▸ Data supplied
───

PR #233, opened 2020-03-23
Remove prime level from TagSet

mtfishman:
This removes the prime level from the TagSet and moves it into the Index.

There is also some code cleanup. Some notation is added to various functions to use keyword args to find/filter for indices with specified tags and prime levels, for example:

───

▸ Aim of the task
After reading the listing, copy it out exactly and in full.

▸ Response to this task
PR #233, opened 2020-03-23
Remove prime level from TagSet

mtfishman:
This removes the prime level from the TagSet and moves it into the Index.

There is also some code cleanup. Some notation is added to various functions to use keyword args to find/filter for indices with specified tags and prime levels, for example:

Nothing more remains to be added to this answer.